Wednesday, 21 June 2017

Theories of Surplus Value, Part I, Chapter 4, Part 106

Next, Destutt lists the workers as buyers of these commodities above their value. But, Destutt, by his previous argument, has made it impossible to derive a profit by selling commodities to workers above their value. He told us that these commodities are not, in fact, bought by the workers, who have no wealth of their own, but are bought by the capitalists, with their own wealth that is given to the workers as wages.

But, if it is actually the industrial capitalists who are really the buyers of these wage goods, not the workers, then, by selling them above their value, this once again amounts to to them selling them to themselves above their value, and thereby simply swindling themselves! Moreover, this applies not only to the industrial workers, but also to the workers employed by the idle capitalists, who must also buy these overpriced commodities, out of the revenues they deduct from the industrial capitalists profit.

As Marx comments,

“First the capitalist pays money to the labourer as wages. Then he sells him his product “too dear”, and by so doing draws the money back again. But as the labourer cannot pay back to the capitalist more money than he has received from him, so the capitalist can never sell his products to him dearer than he has paid him for his labour.
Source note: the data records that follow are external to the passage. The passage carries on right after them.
PR #2435, opened 2019-06-18
 fix load bug for cycle_gan inference 

DDDivano:
load_persistables function returns a tuple which include parameters and optimizer


tink2123:
LGTM! thanks~

ceci3 (approved):

PR #2474, opened 2019-06-21
Fix cycle gan cudnn algorithm bug

sneaxiy:
`FLAGS_exhaustive_search` is conflict with `FLAGS_cudnn_deterministic`, which makes CE fail. This PR fixes it.


wanghaoshuang (approved):
LGTM

PR #87, opened 2014-08-15
Rename to be more descriptive and take a project object.

bwendling:
The 'relative' function was only being used to get the path relative to the project's root. This changes the API to take the project object and renamed to make it explicit what's happening.

### DIFF
--- a/docs/library.rst
+++ b/docs/library.rst
@@ -310,6 +310,17 @@ resource.
   module_name = libutils.modname(resource)
 
 
+``libutils.path_relative_to_project_root()``
+--------------------------------------------
+
+Retrieve the path relative to the project's root directory.
+
+.. code-block:: python
+
+  # Get the path relative to the project's root directory.
+  relpath = libutils.relative(myproject.address, path)
+
+
 ``libutils.path_to_resource()``
 -------------------------------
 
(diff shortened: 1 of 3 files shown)


CAM-Gerlach:
Sorry to revive this old thread, but as one of the developers of the Spyder IDE I've run into a bevy of false ``DeprecationWarnings`` due to this due to this patch, despite us only ever using the undeprecated ``path_to_resource`` function. Due to the design of this patch, many unit testing frameworks as well as any setting of the warning filter to ``"default"`` (e.g. ``-Wd`` option in python, pytest, etc), as is common when checking for deprecation and other warnings in test suites (as I was) will trigger false ``DeprecationWarnings`` to be reported.

This is, of course, due to calling the deprecated function from its "modern" replacement, with the latter as a wrapper of the former, rather than the other way around or both calling a common lower-level function. Therefore, would you be willing to refactor this to behave properly by your preferred means (common low-level function, wrapping the other way around, etc), or willing to review a PR doing the same (by whichever means you suggest)? Thanks.

mcepl:
@CAM-Gerlach Thanks for the notice. Of course, pull request would be warmly considered.

CAM-Gerlach:
Okay, thanks @mcepl ! Will do, hopefully tomorrow.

He can always only get back from him as much money for the sale of his products as the money he has given him for his labour. Not a farthing more. How then can his money increase through this “circulation”?” (p 273)

This is the point referred to earlier. Destutt believes that the capitalist is able to make this profit by “drawing back” the money wages paid to the worker. In other words, having paid £1 in wages, the capitalist draws it back in exchange for commodities. But, what the capitalist has given to the worker is first £1 in wages, and then £1 in value of commodities. Having given out £2 in value, they have only “drawn back” £1 in money.
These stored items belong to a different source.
Issue #102, opened 2015-01-08
Leaked variable from list comprehension in method extraction.


Ferada:
I've come across some unexpected behaviour while extracting a method, although I'm not sure if it's not still technically correct.

A reduce example is something like the following:

    def foo():
        x = [e for e in []]

        for e in []:
            def bar():
                e[42] = 1

Marking the complete loop body and running method extraction will produce the following result:

    def foo():
        x = [e for e in []]

        baz(e)

    def baz(e):
        for e in []:
            def bar():
                e[42] = 1

What is unexpected is the `e` parameter for `baz`.  If the `x = ...` is removed, that parameter isn't added, so it looks to me like it's including the leaking variable from the list comprehension (something
you can also stumble upon in general), although the `e` from the `for`-loop will definitely supersede it.

mcepl:
@aligrudi what do you think? It truly looks like a bug to me.

aligrudi:
Matěj Cepl <notifications@github.com> wrote:
> @aligrudi what do you think? It truly looks like a bug to me.

Indeed.  To fix it, the _For() method of _FunctionInformationCollector
in rope/refactor/extract.py has to be modified.  I wonder why
node.target does not have a Name node with ast.Store context.

	Ali

PR #103, opened 2015-01-11
Fix extract method with list comprehension.

Ferada:
This should fix https://github.com/python-rope/rope/issues/102. I've added three test cases which test my original problem and then also two variants on that where the extraction should actually add another read parameter and one where the `else` case of the loop reads variables.

Now I've implemented this by looking at that file, but really, if you can suggest anything to clean it up I'd be very grateful.

### DIFF
--- a/rope/refactor/extract.py
+++ b/rope/refactor/extract.py
@@ -610,7 +610,8 @@ class _FunctionInformationCollector(object):
     def _read_variable(self, name, lineno):
         if self.start <= lineno <= self.end:
             if name not in self.written:
-                self.read.add(name)
+                if not self.conditional or name not in self.maybe_written:
+                    self.read.add(name)
         if self.end < lineno:
             if name not in self.postwritten:
                 self.postread.add(name)
@@ -670,7 +671,18 @@ class _FunctionInformationCollector(object):
         self._handle_conditional_node(node)
 
     def _For(self, node):
-        self._handle_conditional_node(node)
+        self.conditional = True
+        try:
+            # iter has to be checked before the target variables
+            ast.walk(node.iter, self)
+            ast.walk(node.target, self)
+
+            for child in node.body:
+                ast.walk(child, self)
+            for child in node.orelse:
+                ast.walk(child, self)
+        finally:
+            self.conditional = False
 
 
 def _get_argnames(arguments):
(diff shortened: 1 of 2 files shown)


aligrudi:
Olof-Joachim Frahm <notifications@github.com> wrote:
> This should fix https://github.com/python-rope/rope/issues/102. I've added three test cases which test my original problem and then also two variants on that where the extraction should actually add another read parameter and one where the `else` case of the loop reads variables.
> 
> Now I've implemented this by looking at that file, but really, if you can suggest anything to clean it up I'd be very grateful.

Looks good to me.

However I wonder if this idea works too: when in a conditional
block (including for loops), why not append the variable
written to to self.written and only when the loop finishes
moving them to self.maybe_written or maybe something like
this (not tested and just an idea that may not work):

diff --git a/rope/refactor/extract.py b/rope/refactor/extract.py
--- a/rope/refactor/extract.py
+++ b/rope/refactor/extract.py
@@ -610,7 +610,8 @@ class _FunctionInformationCollector(object):
     def _read_variable(self, name, lineno):
         if self.start <= lineno <= self.end:
             if name not in self.written:
-                self.read.add(name)
+                if not self.conditional or name not in self.maybe_written:
+                    self.read.add(name)
         if self.end < lineno:
             if name not in self.postwritten:
                 self.postread.add(name)


(Handling nested conditional blocks is more tricky, I guess).

I also wonder if the current implementation handles the
following cases as well:

  for x in []:
      x = 1		# extract begin
      y = x		# extract end

Here x should not be passed to the extracted function.  And:

  x = 1
  for x in []:		# extract begin
  	x = 1
  y = x			# extract end

Here x should be passed to the extracted function.

	Ali

Ferada:
> I also wonder if the current implementation handles the following
> cases as well:

As far as I can see the master branch mishandles the first case, but handles the second case fine.  Both with your suggestion above, or my pull request the first case is correctly handled.

> However I wonder if this idea works too:

I've tried your change and while I still had to modify `_For` to change the walking order (`iter`, what the loop is iterating over, first, then `target`), it works, so I've uploaded that version instead.  Thanks for the help, that way it's absolutely easier!

aligrudi:
Olof-Joachim Frahm <notifications@github.com> wrote:
> > I also wonder if the current implementation handles the following
> > cases as well:
> 
> As far as I can see the master branch mishandles the first case, but handles the second case fine.  Both with your suggestion above, or my pull request the first case is correctly handled.
> 
> > However I wonder if this idea works too:
> 
> I've tried your change and while I still had to modify `_For` to change the walking order (`iter`, what the loop is iterating over, first, then `target`), it works, so I've uploaded that version instead.  Thanks for the help, that way it's absolutely easier!

ACK

Thanks,
Ali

As Marx points out, they could hardly get rich on the back of such an exchange.

“Here, therefore, the noble Destutt confuses the circulation of money with the real circulation of commodities. Because the capitalist, instead of giving the labourer directly commodities to the value of £1, gives him £1, with which the labourer then decides as he likes which commodities he wants to buy, and returns to the capitalist in the form of money the draft he had given him on his merchandise—after he, the labourer, has appropriated his aliquot share of the merchandise—Destutt imagines that the capitalist “draws back” the wages, because the same piece of money flows back to him, And on the same page Monsieur Destutt remarks that the phenomenon of circulation is “little known” (p. 239).” (p 273-4)

As analysed previously, the surplus value arises not from those exchanges, or the circulation of money and commodities, but from production. The surplus cannot be explained on the basis of cheating.
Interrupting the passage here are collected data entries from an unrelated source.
Issue #106, opened 2015-02-10
failing tests on Windows


mcepl:
See https://gitlab.com/mcepl/rope/snippets/3192 for the full log.

Some issues are clearly Windows weirdness (e.g., subprocess), but some are looking as rope lacks some stability of the code (e.g., `<rope.base.pyobjectsdef.PyClass object at 0x02981870> != <rope.base.pyobjectsdef.PyClass object at 0x029B4930>`)

aligrudi:
> See https://gitlab.com/mcepl/rope/snippets/3192 for the full log.
> 
> Some issues are clearly Windows weirdness (e.g., subprocess), but some are looking as rope lacks some stability of the code (e.g., `<rope.base.pyobjectsdef.PyClass object at 0x02981870> != <rope.base.pyobjectsdef.PyClass object at 0x029B4930>`)

The main problem seems to be in DynamicOITest; rope needs to execute
python modules in a sub-process to collect the type of objects passed
to functions.  This seems to fail: either rope fails to start the
sub-process or it cannot receive the information the process sends
back.  Instead of fixing it, it may be acceptable to add a test
decorator (@onlyunix for instance) to disable them on Windows.

	Ali

mcepl:
I played with it for a moment and I am returning to the `run` method in `doa.py` module.

1. When running on Linux v. Windows, the args variable is very different. On Windows it is
```
['C:\\Python27\\python.exe', 'C:\\Users\\ceplm\\D...t\\mod.py']
```
(yes, I hope the string is actually complete, just Visual Studio is not willing to give me better representation), whereas on Linux it is
```
['/usr/bin/python',
 '/home/matej/archiv/knihovna/repos/rope/rope/base/oi/runmod.py',
 '3037',
 '/dev/shm/sample_project',
 '/dev/shm/sample_project/mod.py']
```
(yes, Eclipse provides a way more civilized output)
It seems like we run completely different Python script, and also all remaining parameters are missing. 
2. What is `executable` parameter of `subprocess.Popen` good for?
3. both `stdout` and `stderr` parameters point to the same file `sys.stdout`. Is it correct? Do we need `stderr` at all? Or shouldn't we collect their content to two variables and combine them later if necessary?

mcepl:
> Instead of fixing it, it may be acceptable to add a test decorator (@onlyunix for instance) to disable them on Windows.

[...]

PR #108, opened 2015-02-12
Prefer unittest skip decorators over our own.

mcepl:
When thinking about #106, it seems to me it would be cleaner to use `unittest` standard skip-decorators instead of our own.

@aligrudi , what do you think?

### DIFF
--- a/ropetest/codeanalyzetest.py
+++ b/ropetest/codeanalyzetest.py
@@ -432,7 +432,7 @@ class ScopeNameFinderTest(unittest.TestCase):
         found_pyname = name_finder.get_pyname_at(code.index('afunc') + 1)
         self.assertEquals(afunc.get_object(), found_pyname.get_object())
 
-    @testutils.run_only_for_25
+    @testutils.only_for('2.5')
     def test_relative_modules_after_from_statements(self):
         pkg1 = testutils.create_package(self.project, 'pkg1')
         pkg2 = testutils.create_package(self.project, 'pkg2', pkg1)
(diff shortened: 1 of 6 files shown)


mcepl:
@aligrudi  ping?

aligrudi:
> @aligrudi  ping?

Seems OK.

Thanks,
Ali

ropetest/codeanalyzetest.py
```diff
@@ -432,7 +432,7 @@ def test_renaming_functions_with_from_import_and_parens(self):
         found_pyname = name_finder.get_pyname_at(code.index('afunc') + 1)
         self.assertEquals(afunc.get_object(), found_pyname.get_object())
 
-    @testutils.run_only_for_25
```
hayd: is 2.5 supported? If not, perhaps these tests should be removed? :s

mcepl: > is 2.5 supported? If not, perhaps these tests should be removed? :s

From time to time (not very often, I am afraid) I pull out a virtual machine with RHEL-5 (that's python 2.4) and try to run the tests. Last time I tried (and that is some time, true) all tests passed. But perhaps, it is really the time. @aligrudi , what do you think, should we kill python < 2.6?

hayd: (It may no longer be the case due to my py3 PR, I think the new exception syntax was backported as far back as py26 only... I did not realise there was 2.5- support. :s )

mcepl: > (It may no longer be the case due to my py3 PR, I think the new exception syntax was backported as far back as py26 only... I did not realise there was 2.5- support. :s )

Right. So we lost < 2.6 compatibility. Not a big deal. I don't have to look for that VM ;).

PR #111, opened 2015-03-10
Wrong parameter default value in Inline Parameter

Sathors:
The default value in the Inline Parameter example was 1, and when using Inline was passing 2.

### DIFF
--- a/docs/overview.rst
+++ b/docs/overview.rst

“If I go into a shop and the shopkeeper gives me £1 and I then use this £1 to buy commodities to the value of £1 in his shop, he then draws back the £1 again. No one will assert that he has enriched himself by this operation. Instead of £1 in money and £1 in commodities he now has only £1 in money left. Even if his commodity was only worth l0s. and he sold it to me for £1, in this case too he is 10s. poorer than he was before the sale, even though he has drawn back the whole of one pound sterling.” (p 274)

The same thing applies here in relation to wages. Had the capitalist simply given the workers £1 to spend, and then sold those workers commodities, for £1, whose value was only £0.50, then they would have cheated the workers out of £0.50, but it would only thereby have reduced the loss of the capitalist, who gave the workers the £1 to spend in the first place!